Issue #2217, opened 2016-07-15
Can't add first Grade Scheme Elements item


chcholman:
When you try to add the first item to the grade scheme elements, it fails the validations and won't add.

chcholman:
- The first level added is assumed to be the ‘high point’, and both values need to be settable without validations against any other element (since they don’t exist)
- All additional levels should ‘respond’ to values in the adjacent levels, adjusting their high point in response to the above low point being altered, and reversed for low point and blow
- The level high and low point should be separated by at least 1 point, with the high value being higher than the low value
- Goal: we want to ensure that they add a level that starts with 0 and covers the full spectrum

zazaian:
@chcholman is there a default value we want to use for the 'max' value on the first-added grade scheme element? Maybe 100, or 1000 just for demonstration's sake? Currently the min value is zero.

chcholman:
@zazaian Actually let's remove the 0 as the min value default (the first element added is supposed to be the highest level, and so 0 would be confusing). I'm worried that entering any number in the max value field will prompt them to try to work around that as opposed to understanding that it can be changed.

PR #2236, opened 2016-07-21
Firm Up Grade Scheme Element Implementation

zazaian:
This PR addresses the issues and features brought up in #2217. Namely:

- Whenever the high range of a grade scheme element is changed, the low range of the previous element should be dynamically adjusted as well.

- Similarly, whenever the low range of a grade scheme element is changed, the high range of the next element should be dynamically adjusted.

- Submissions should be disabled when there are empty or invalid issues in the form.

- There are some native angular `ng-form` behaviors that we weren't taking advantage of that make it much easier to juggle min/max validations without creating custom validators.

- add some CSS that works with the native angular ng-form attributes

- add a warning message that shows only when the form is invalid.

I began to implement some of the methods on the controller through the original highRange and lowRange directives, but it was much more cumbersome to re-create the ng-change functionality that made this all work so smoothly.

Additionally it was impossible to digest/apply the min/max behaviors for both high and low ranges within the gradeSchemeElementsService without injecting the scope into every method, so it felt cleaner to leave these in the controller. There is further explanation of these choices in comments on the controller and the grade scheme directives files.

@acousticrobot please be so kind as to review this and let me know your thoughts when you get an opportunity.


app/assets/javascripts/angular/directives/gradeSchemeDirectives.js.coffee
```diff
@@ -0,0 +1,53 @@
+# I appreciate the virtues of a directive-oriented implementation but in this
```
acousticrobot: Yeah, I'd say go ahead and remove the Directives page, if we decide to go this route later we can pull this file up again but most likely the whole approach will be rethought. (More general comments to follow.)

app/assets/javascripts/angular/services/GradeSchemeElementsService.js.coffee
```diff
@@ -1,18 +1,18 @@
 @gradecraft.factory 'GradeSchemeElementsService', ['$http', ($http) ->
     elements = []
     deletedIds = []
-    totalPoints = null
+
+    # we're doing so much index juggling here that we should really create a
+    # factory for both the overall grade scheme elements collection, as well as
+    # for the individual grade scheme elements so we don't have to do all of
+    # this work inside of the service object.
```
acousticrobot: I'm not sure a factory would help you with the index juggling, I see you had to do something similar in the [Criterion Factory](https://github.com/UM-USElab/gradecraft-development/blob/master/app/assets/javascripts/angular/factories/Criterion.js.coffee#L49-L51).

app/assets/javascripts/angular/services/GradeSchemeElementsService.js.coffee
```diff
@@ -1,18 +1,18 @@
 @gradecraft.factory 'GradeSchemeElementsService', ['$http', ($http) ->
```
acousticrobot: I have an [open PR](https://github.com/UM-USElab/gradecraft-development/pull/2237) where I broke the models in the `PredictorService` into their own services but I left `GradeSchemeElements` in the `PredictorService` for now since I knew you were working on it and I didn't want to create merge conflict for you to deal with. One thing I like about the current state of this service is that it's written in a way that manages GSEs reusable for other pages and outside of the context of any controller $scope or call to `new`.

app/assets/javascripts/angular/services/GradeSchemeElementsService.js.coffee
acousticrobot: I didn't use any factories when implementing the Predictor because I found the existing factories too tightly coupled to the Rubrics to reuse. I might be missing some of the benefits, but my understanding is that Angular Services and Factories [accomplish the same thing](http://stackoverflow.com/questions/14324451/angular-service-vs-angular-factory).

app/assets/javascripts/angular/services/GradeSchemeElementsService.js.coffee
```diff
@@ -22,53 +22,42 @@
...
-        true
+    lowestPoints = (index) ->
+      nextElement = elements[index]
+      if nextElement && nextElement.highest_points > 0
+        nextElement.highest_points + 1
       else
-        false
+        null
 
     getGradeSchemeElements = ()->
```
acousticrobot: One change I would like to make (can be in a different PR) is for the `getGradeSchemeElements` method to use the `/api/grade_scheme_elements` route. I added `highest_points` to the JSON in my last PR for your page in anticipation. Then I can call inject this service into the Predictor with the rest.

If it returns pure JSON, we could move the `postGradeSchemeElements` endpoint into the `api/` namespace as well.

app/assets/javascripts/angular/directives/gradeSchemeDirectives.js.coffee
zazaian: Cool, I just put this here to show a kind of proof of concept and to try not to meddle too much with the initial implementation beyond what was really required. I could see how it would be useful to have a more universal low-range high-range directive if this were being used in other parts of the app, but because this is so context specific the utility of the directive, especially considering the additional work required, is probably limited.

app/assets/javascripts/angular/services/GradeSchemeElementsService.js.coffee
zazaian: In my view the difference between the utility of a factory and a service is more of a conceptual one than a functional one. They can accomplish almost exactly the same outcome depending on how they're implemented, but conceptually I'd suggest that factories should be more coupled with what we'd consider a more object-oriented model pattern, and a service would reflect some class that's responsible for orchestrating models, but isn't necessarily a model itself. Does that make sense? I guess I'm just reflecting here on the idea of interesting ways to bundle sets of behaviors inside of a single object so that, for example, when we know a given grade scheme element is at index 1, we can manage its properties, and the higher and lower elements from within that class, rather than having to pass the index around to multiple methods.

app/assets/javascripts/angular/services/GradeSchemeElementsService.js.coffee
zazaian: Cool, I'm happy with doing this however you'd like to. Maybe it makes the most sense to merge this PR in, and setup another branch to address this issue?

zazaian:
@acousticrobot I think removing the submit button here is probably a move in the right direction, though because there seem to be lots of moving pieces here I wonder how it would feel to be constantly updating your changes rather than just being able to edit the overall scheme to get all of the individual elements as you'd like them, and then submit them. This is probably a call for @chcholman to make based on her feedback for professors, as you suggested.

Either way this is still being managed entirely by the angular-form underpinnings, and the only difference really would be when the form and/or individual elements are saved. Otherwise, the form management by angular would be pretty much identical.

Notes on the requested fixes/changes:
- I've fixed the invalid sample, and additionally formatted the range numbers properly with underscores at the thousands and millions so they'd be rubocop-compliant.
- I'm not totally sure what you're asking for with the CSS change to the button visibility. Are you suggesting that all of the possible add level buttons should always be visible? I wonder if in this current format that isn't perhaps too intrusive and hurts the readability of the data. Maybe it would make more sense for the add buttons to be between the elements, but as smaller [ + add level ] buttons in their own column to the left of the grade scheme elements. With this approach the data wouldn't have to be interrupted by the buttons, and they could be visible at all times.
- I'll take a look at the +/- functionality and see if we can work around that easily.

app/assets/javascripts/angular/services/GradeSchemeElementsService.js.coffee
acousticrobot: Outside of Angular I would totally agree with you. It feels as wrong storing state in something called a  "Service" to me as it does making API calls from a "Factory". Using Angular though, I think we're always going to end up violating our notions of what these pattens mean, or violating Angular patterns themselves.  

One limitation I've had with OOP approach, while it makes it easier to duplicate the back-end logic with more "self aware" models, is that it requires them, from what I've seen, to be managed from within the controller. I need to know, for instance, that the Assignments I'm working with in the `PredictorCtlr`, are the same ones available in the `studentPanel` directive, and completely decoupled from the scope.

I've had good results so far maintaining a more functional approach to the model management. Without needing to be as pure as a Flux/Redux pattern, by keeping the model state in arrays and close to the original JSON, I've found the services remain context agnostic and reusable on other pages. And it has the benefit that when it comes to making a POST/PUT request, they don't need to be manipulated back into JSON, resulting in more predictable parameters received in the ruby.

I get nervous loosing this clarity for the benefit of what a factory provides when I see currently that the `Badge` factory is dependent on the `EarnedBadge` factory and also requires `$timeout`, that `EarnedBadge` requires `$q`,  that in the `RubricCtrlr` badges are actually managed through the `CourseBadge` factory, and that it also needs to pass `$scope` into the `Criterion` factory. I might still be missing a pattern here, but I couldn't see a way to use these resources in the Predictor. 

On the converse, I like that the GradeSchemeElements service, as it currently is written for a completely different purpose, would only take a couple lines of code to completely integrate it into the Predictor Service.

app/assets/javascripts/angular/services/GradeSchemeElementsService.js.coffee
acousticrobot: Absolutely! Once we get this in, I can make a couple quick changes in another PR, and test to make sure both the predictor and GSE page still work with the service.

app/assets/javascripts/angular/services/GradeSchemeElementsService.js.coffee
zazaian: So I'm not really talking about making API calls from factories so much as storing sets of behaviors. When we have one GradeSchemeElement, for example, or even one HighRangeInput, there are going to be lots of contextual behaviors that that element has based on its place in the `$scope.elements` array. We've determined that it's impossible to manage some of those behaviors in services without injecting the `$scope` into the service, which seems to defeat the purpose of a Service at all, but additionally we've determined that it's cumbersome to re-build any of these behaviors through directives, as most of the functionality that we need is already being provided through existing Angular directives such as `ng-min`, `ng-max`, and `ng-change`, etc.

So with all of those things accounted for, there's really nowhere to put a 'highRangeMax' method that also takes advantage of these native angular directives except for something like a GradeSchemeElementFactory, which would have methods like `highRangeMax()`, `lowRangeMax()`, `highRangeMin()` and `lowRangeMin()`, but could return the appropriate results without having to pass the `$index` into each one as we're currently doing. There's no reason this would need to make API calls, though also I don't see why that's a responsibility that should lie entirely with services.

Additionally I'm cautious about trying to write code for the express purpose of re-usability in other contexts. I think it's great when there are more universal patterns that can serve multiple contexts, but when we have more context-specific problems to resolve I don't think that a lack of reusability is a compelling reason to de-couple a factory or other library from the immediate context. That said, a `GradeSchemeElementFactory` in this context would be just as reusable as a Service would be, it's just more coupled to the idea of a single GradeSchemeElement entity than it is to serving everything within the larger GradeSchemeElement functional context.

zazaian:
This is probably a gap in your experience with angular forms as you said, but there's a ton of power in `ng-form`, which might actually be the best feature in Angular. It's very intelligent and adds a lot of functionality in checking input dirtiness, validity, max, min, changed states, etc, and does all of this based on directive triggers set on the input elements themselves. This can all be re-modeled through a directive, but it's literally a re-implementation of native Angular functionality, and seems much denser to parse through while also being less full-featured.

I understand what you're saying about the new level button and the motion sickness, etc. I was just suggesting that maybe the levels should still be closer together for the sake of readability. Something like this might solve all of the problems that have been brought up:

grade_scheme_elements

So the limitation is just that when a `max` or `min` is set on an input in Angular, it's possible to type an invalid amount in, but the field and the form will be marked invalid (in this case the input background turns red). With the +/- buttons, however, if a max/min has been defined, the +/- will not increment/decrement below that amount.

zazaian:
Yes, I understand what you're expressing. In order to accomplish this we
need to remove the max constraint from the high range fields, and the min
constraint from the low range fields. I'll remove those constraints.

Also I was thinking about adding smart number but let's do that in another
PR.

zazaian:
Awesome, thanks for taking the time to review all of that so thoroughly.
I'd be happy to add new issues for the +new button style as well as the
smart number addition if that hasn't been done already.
○ ○ ○ ○ ○ ○ ○
### WORK INSTRUCTIONS
Among the entries above, the line containing "- The level", the line containing "- Whenever the", and all lines between them are to be restated word for word; nothing else belongs in the reply.

### RESPONSE
- The level high and low point should be separated by at least 1 point, with the high value being higher than the low value
- Goal: we want to ensure that they add a level that starts with 0 and covers the full spectrum

zazaian:
@chcholman is there a default value we want to use for the 'max' value on the first-added grade scheme element? Maybe 100, or 1000 just for demonstration's sake? Currently the min value is zero.

chcholman:
@zazaian Actually let's remove the 0 as the min value default (the first element added is supposed to be the highest level, and so 0 would be confusing). I'm worried that entering any number in the max value field will prompt them to try to work around that as opposed to understanding that it can be changed.

PR #2236, opened 2016-07-21
Firm Up Grade Scheme Element Implementation

zazaian:
This PR addresses the issues and features brought up in #2217. Namely:

- Whenever the high range of a grade scheme element is changed, the low range of the previous element should be dynamically adjusted as well.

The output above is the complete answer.